One of my very favorite writers of both novels and short stories is Lewis Shiner. Lew writes these amazing, intricate gems. His novels are always something to clear the calendar for, reading events made more precious because they’re relatively infrequent. His short stories are likewise always a great pleasure, and have become reading events of their own.

The very good news for you today is that Lew has decided to start putting his short fiction online for free — this is old stuff AND new stuff — at his new Fiction Liberation Front site. In a manifesto explaining why, he says:

There’s been no living to be made from short stories in my lifetime. But short fiction endures because it provides a way of introducing writers to new readers, and because there are stories that need to be told at that length.

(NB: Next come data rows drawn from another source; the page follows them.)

PR #2626, opened 2017-06-01
Debugger test run improvement

huguesv:
When an exception occurred in ProcessLoaded event handler (on background thread), it wasn't caught and that was causing the test agent to terminate. Not a big deal when using Test Explorer, as it only affects that one test.  On the test machine, that is causing a whole bunch of tests to not be executed.


zooba:
👍

Issue #2628, opened 2017-06-01
DebuggerTests that log warnings to event viewer


huguesv:
Lots of ObjectDisposedException events are logged while running DebuggerTests, and I've narrowed it down to the following tests. All others run 'clean'.

LocalReprRestrictionsTest
StepToEntryPoint
TestBreakAll
TestBreakAllThreads
TestBreakpointHitOtherThreadStackTrace

zooba:
Are these unhandled exceptions? We log them immediately during tests to help find where they are raised and not handled.

Shouldn't be an issue to have too many, provided they're all being raised during the test and not after we think we've finished.

huguesv:
They are handled.

What these all have in common is that they call `TerminateProcess` (which calls `Process.Kill`), because that's the only way to stop end the script being debugged (infinite loop).

It's normal for `TerminateProcess` to cause `ObjectDisposedException`, we're reading from a stream that was closed when the process was killed.

I just found the logging code in AssertListener.cs:
```
        static void CurrentDomain_FirstChanceException(object sender, FirstChanceExceptionEventArgs e) {
            if (e.Exception is NullReferenceException || e.Exception is ObjectDisposedException) {
                // Exclude safe handle messages because they are noisy
                if (!e.Exception.Message.Contains("Safe handle has been closed")) {
                    var log = new EventLog("Application");
                    log.Source = "Application Error";
                    log.WriteEntry(
                        "First-chance exception: " + e.Exception.ToString(),
                        EventLogEntryType.Warning
                    );
                }
            }
        }
```

I don't like the noise that this is generating in this scenario, it can cause us to miss events that matter. Looking more closely at all the events, I just found an event for a NullReferenceException amongst all the ObjectDisposedException ones.

14 interpreters * 5 tests causing an average of 6 events each = 420 events in event viewer.

What if I was to temporarily suspend then restore logging of ObjectDisposedException (only) in BaseDebuggerTests.TerminateProcess?

zooba:
Sure, just make sure that it's definitely going to be restored. Missing log entries are much much worse than too many log entries.

PR #2631, opened 2017-06-02
Temporarily disable event logging of ObjectDisposedException

huguesv:
Fix for #2628 DebuggerTests that log warnings to event viewer.


zooba:
Feels overengineered for this bit (which is mostly a hack anyway, so a simple `bool` would have sufficed in my opinion). If you feel okay with this though then go ahead and merge, but I really don't want this diagnostic to be too flexible - it's really meant to be as hardcoded and foolproof as possible.

huguesv:
Sure, I can simplify it.

PR #3321, opened 2017-11-10
Enables better detection of installed Win10 SDK.

zooba:


zooba:
Feel free to merge after approval.

huguesv:
This means we'll build with Windows 10 SDK instead of Windows 8? Does the Windows 10 SDK drop support of OSes that we still need?

huguesv:
I guess if the rest of VS builds with Win 10 SDK, then that works for us too.

zooba:
The SDK is actually fully backwards compatible, so it's not a big deal. The bigger problem is that VS can only automatically find the Win 8 SDK, and you need to specify a specific Win10 SDK (which is pointless...)

This code is very similar to what I contributed to CPython to solve the same problem.

zooba:
@huguesv Can you merge this once you've merged your own? I'd rather the test fix go in first.

PR #3323, opened 2017-11-11
More assert prevention under tests

huguesv:


Python/Product/PythonTools/PythonTools/Intellisense/ProjectAnalyzer.cs
```diff
@@ -540,7 +540,12 @@ SafePipeHandle stdInClientHandle
 
         private Connection StartSubprocessConnection(string comment, out AnalysisProcessInfo proc) {
             var libAnalyzer = typeof(AP.FileChangedResponse).Assembly.Location;
-            var psi = new ProcessStartInfo(libAnalyzer, "/interactive /comment \"" + comment + "\"");
+#if DEBUG
+            var inTests = Debug.Listeners["Microsoft.PythonTools.AssertListener"] != null;
```
zooba:
```
var testOption = "/unittest";
#else
string testOption = "";
```
Thought? Your call.

PR #3330, opened 2017-11-13
NRE in SendToReplCommand

### LINKED ISSUE #3331: NullReferenceException while using SendToReplCommand
In `EditFilterQueryStatus` the null check for `activeView` occurs after attempting to access its property. That can lead to a NRE.

karthiknadig:
Fix #3331 : removing the line where the NRE occurred. The result of that check is never used.
Testing this process out with a NRE fix.


zooba:
Is there an issue? If so, make sure you have "Fixes #<issue number>" in the message

zooba:
See #3329 for an example of how I do my messages

PR #3333, opened 2017-11-14
VirtualEnvUITests fixes

huguesv:
InstallUninstallPackage, InstallGenerateRequirementsTxt, CreateInstallRequirementsTxt have been failing consistently on the test machine, all in AbortIfNotReady like this:
```
Test method PythonToolsUITestsRunner.VirtualEnvUITests.CreateInstallRequirementsTxt threw exception: 
TestRunnerInterop.TestFailedException: AssertFailedException: Assert.Fail failed. Unhandled exception in Microsoft.PythonTools.Project.AddVirtualEnvironmentOperation.Run (E:\A\_work\15\s\Python\Product\PythonTools\PythonTools\Project\AddVirtualEnvironmentOperation.cs:113)
System.InvalidOperationException: Operation cannot be started because the environment is not configured.
at Microsoft.PythonTools.Interpreter.PipPackageManager.<AbortIfNotReady>d__24.MoveNext()
```

Not sure the additional logging will tell us anything we don't know, it will probably just print out the import error, but I don't have a better idea.

The other change, in CreateInstallRequirementsTxt, was needed for the test to pass locally.

### DIFF
--- a/Python/Product/VSInterpreters/PipPackageManager.cs
+++ b/Python/Product/VSInterpreters/PipPackageManager.cs
@@ -184,8 +184,24 @@ namespace Microsoft.PythonTools.Interpreter {
                 )) {
                     try {
                         IsReady = (await proc == 0);
+#if DEBUG
+                        if (!IsReady) {
+                            Trace.WriteLine("import pip failed");
+                            Trace.WriteLine("stdout:");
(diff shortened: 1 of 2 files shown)


huguesv:
This isn't going to work.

For all these reasons I’ve decided to open myself to this uncertain future. Starting now, I plan to make all my short fiction and articles available on the web, both in HTML for easy browsing and in typeset PDFs for those who might want to print them. The process of conversion will take a while, but I hope to get to everything eventually, including a number of previously unpublished pieces.

I’ll also be adding new short fiction, music reviews, and articles from time to time, though I won’t guarantee that I won’t also publish short pieces elsewhere. I’m launching the site with three previously unpublished stories ("Straws," "Fear Itself," and "Golfing Vietnam") plus a major story from 2004 ("Perfidia") that’s had only limited circulation, and as a special bonus, my previously unpublished "vampire lawyer" screenplay, THE NEXT.

You read that right — you can go over there and read THREE previously unpublished stories; "Perfidia," which was originally published in Black Clock; and a vampire lawyer screenplay. If this isn’t a yay!worthy occasion, I don’t know what is.

So go over and give Lew your support. If it’s your first time reading his work, you won’t be disappointed.